[CentOS] IP forwarding and OpenVPN

Thu Nov 4 15:53:02 UTC 2010
Les Mikesell <lesmikesell at gmail.com>

On 11/4/2010 10:09 AM, Bart Schaefer wrote:
>
>>> Maybe the simplest thing is to change the question:  How can I cause
>>> packets forwarded from my LAN to avoid the VPN and go out via the
>>> regular default route?
>>>
>> You can ad a line like:
>>
>> push "route 192.168.144.0 255.255.255.0"
>>
>> to the server's configuration file.
>
> Thanks for the suggestion, but (1) I don't have control of the server
> configuration and (2) I'm not sure that would work anyway, as what I
> want is for packets that come *from* network 192.168.144.0 to (not) be
> routed over the VPN, except for those that originate from
> 192.168.144.1.

Normally routes work on the destination addresses, and if you don't want 
something to go there based on the source address, you block it with 
iptables.  It is possible to route based on source addresses, but if you 
need to do that, you are probably doing something wrong.

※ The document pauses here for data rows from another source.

Issue #868, opened 2026-06-13
[BUG]  library view missing albums / different albums shown in Standard vs. Enhanced View


trackhacs:
i have the problem that the library view only shows subsets of the artist, compared to the available albums via jellyfin. there are also different albums shown depending if the library view set to "standard" or to "enhanced".  

deep sync with jellyfin did not repair this behavior. 

Example:

 

<img width="1236" height="841" alt="Image" src="https://github.com/user-attachments/assets/42b9cfa8-3511-410d-b391-b5e27578b156" />

####################################################################################
vs.
####################################################################################

<img width="1198" height="788" alt="Image" src="https://github.com/user-attachments/assets/4536851f-c6fc-40f5-a6e1-2594d01287f5" />

Nezreka:
Nice catch. I have the fix ready for this on dev and will push main soon. What you can do now though is rematch this library artist to the correct artist. In the photo you sent there are green buttons that say like: 'Musicbrainz: matched' and 'Deezer: matched'. Click on each of those and manually match them to the correct Rone artist.

Issue #586, opened 2026-05-14
Aliases of artists still not being matched


nextfinish:
Hello, following up on issue #442, I am still having issues with aliases of artists.

Example of a failed download:
AcoustID verification failed: Audio mismatch: file identified as 'Ballet Suite no. 2: III. Polka' by 'Русская филармония, Дмитрий Яблонский', expected 'Ballet Suite No. 2: III. Polka (Suite for Jazz Orchestra No. 1)' by 'Dmitry Yablonsky' (title=100%, artist=4%) — expected artist not found in any AcoustID recording

For context, Дмитрий Яблонский is the russian spelling of Dmitry Yablonsky, so it should be matching.

Moreover, it would be nice to have a Tool to merge aliases (or even simply different capitalizations of artist names).

Nezreka:
Okay this should be much better now on dev branch. I like your idea of a tool though, will look into that.

PR #1185, opened 2026-08-25
Cross-script identity: stop quarantining correct downloads, and make the scan agree with the download

nick2000713:
# AcoustID: correct downloads were being reported as wrong downloads

I found this while working on Library V2, not while looking for AcoustID bugs.

What kept happening: a file passed verification at download time, and later the
library scan called the same file a wrong download. Nothing changed in between.
Scan again and it said something else, first "Mismatch", then "unverified".

I chased this for a long time and every explanation I had was wrong. It looked
like a scanner bug, then a MusicBrainz bug, then a caching problem, then a
regression from my own earlier fix. It was all of them stacked, which is why
fixing any single one changed nothing I could see.

The trigger in my library, both files perfectly correct:

```
Wrong download: "Apetitan" is actually "APETITAN"
Expected "Apetitan" by Sawano Hiroyuki, but the audio fingerprint matches
"APETITAN" by 澤野弘之 (fingerprint 100%, title 100%, artist 0%)
```

8 commits, each a separate defect with its own tests.

### 1. A different writing system is not evidence

Romaji against kanji scores 0.00 whether or not it is the same person.
`evaluate` compared that to `CLEAR_MISMATCH_THRESHOLD` and called it a clear
wrong song. Now a dimension written in two different scripts counts as unknown,
never as failed, and can never be the reason for a FAIL. Same-script
disagreement is still evidence, so a wrong artist or song still fails (four
tests, including two kanji artists against each other).

This also drops the `fingerprint >= 0.95` floor for cross-script titles. Below
it, an ordinary 0.90 match on a Japanese title was getting quarantined.

Known gap, written down in a comment and a test: if title *and* artist are both
unreadable, nothing agrees and nothing disagrees, so a real wrong download with
a non-Latin recording cannot be reported here. I built a fingerprint bar for
that and reverted it. The score says nothing about the names, so all it does is
quarantine the correct files again.

### 2. A timeout is not an answer

This is what made it intermittent, and it took me longest to find.

`MusicBrainzClient.search_artist` returns `[]` for a timeout, a 429 and a 503.
It returns the same `[]` for "MusicBrainz knows nobody by that name". So the
alias lookup cached an outage as "this artist has no aliases" and blocked every
retry for the cache TTL. A bulk scan is exactly what trips the rate limit, so
one sweep could kill the romaji/kanji bridge for a month. My database had such
a row.

`search_artist` and `get_artist` now take `raise_on_error`, off by default so
other callers keep their fail-soft list. Only a real answer gets written down,
and rows from the old code get one retry, which heals the poisoned ones already
out there.

### 3. Use the MBID instead of guessing from the name

`lookup_artist_aliases` searched by name and pulled aliases from whatever
entity passed a trust gate. The gate's own comment names the artist it loses
on: for "Sawano Hiroyuki" a decoy leads at 0.82 while the real 澤野弘之 sorts
last. There is nothing to guess once `artists.musicbrainz_id` is set, so a new
tier in front of the name search uses it.

What a lookup learns now also stays on the artist row instead of only in a
cache keyed by whatever spelling the caller happened to pass, guarded by
`source_id_conflict` like the enrichment workers.

### 4. Cross-script artists could never be matched automatically

`match_artist` scores 60% name similarity plus 40% MB relevance, so a name in
another script caps at 40 against a gate of 70. Unmatchable by design, which is
why the MBID point 3 needs was never there.

When the name path finds nobody, candidates are now checked against the albums
the user owns (`catalog_overlap_score`, same signal as #868). Strict: MB score
>= 90 and at least one owned album. No owned albums, no match.

It runs last, and that is the safety argument. An earlier version ran it before
the confidence gate and beat a 95-scoring same-script candidate with an
80-scoring one, on a shared album title as common as "Home".

Also #586 for this function: it asks non-strict when strict returns nothing.
That was fixed for `lookup_artist_aliases` and never came back for this one.

### 5. MusicBrainz search needed a worker it does not need

`_search_service` raised "MusicBrainz worker not initialized" whenever
`mb_worker` was None, which it is if the worker's init failed. MusicBrainz needs
no credentials and there is already a shared, rate-limited client. The worker's
service is still preferred when it exists so both share one limiter.

### 6. A scan could take a "verified" away

The scan reads the standing from the file tag and writes it to
`tracks.verification_status`. With the tag missing (import write did not stick,
file copied, later retag) it saw an untagged file, applied the rule for one, and
downgraded a row the catalogue said was verified. Then it stamped that answer
onto the tag.

Before point 1 this was unreachable, because the decision was FAIL and FAIL
leaves the status alone. That is the "Mismatch" step. Turning that FAIL into an
honest SKIP walked the file into the downgrade, which is why the order I saw the
symptoms in reads as if my own fix caused it.

Either record saying "verified" now means verified, and a missing tag gets
healed instead of overwritten.

### 7. Scan and download are one path now

The final decision was already shared. Everything before it was not: the scan
had its own availability check, lookup, confidence floor and alias wiring, and
never enriched title-less recordings from MusicBrainz the way the download does.
So a fingerprint hit whose title AcoustID does not carry got dropped by one path
and judged by the other.

`_scan_file` calls `AcoustIDVerification.verify_audio_file` now. What is left in
the scanner is what only the scan can answer: which files, which artist value to
compare against, and what to do with a verdict.

Two behaviour changes fall out, both on purpose:

* An unexpected exception is `ERROR`, not `SKIP`. It was never a statement about
  the file, but read as one it became a verdict: the scan turns SKIP on an
  untagged file into "unverified", the download turns it into a rejection under
  `require_verified`.
* `scan()` refuses to start if the client is not usable. Per file that answers
  SKIP, so a missing API key would walk the whole library into the review queue
  and report a clean run.

Covered by a test that runs eight cases through both entry points and asserts
the same verdict, plus a structural guard so the scanner cannot grow its own
copy of the decision logic again.

### The last commit

I had the branch reviewed and it found five more things, all real. One is
serious: the `[]`-on-timeout in point 2 lives in the client, so the
service-level fix could not fire at all. The rest are a failed fallback search
still reaching the negative cache, MusicBrainz result order used as a tie-break
in point 4, a display name treated as an identity (`LIMIT 1` over rows sharing a
name), and `int()` on an artist id that is TEXT after the `artists_new`
migration, which raises on Jellyfin GUIDs.

One thing I fixed on the side: four tests in `test_acoustid_scanner.py` were
calling MusicBrainz over HTTP for real, 35 seconds each and a different answer
when rate-limited. An autouse fixture stubs it, 44s down to 0.3s.

Happy to split this into smaller PRs if you would rather take it in pieces.

### DIFF
--- a/core/acoustid_verification.py
+++ b/core/acoustid_verification.py
@@ -241,7 +241,8 @@ class AcoustIDVerification:
         audio_file_path: str,
         expected_track_name: str,
         expected_artist_name: str,
-        context: Optional[Dict[str, Any]] = None
+        context: Optional[Dict[str, Any]] = None,
+        min_score: Optional[float] = None,
     ) -> Tuple[VerificationResult, str]:
         """
         Verify that an audio file matches expected track metadata.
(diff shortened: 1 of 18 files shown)


Nezreka:
this is a seriously good pr. the five-defects-masking-each-other story checked out top to bottom - i ran your suites plus the full blast radius on a merge against current dev (2300+ tests green), and reverting your fixes fails your tests like they should. the known-gap comments in evaluate are exactly how i want tradeoffs written down.

one thing i found: the raise_on_error plumbing on the real client isn't covered - the resilience tests stub a client that already honors the flag, so deleting the raise stays green. not blocking, i'll add the small client-seam test on dev after merge.

merging. thanks for the scanner test stub too, that kills a real ci flake.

Can you explain what you are trying to accomplish as an end result? 
That is, is the 192.168.144.1 host a different machine than the one 
acting as the vpn gateway?   And what you want to happen if some other 
machine tries to connect to the address(es) routed through the vpn? 
Normally the addresses routed through a vpn would be private so it 
doesn't make much sense to send them to your default internet gateway. 
If you are routing a public address through a vpn, then out some remote 
internet gateway, things get weird and will depend on appropriate NATing 
to work at all.

 > Do I misunderstand what that push command will
> accomplish?

push route is an openvpn config statement on your end that tells the 
remote side to add the specified route (typically your LAN range) back 
through the tunnel when it comes up.

> Regarding (1) I do have a local openvpn-startup script that runs when
> the VPN comes up, to which I could add my own route or iptables
> commands.  In fact it currently contains:
>    iptables -A FORWARD -i tun+ -j ACCEPT
> which I should have mentioned before.

Does this mean you have control of one side of the connection?  Or that 
you have root access but someone else manages the openvpn config?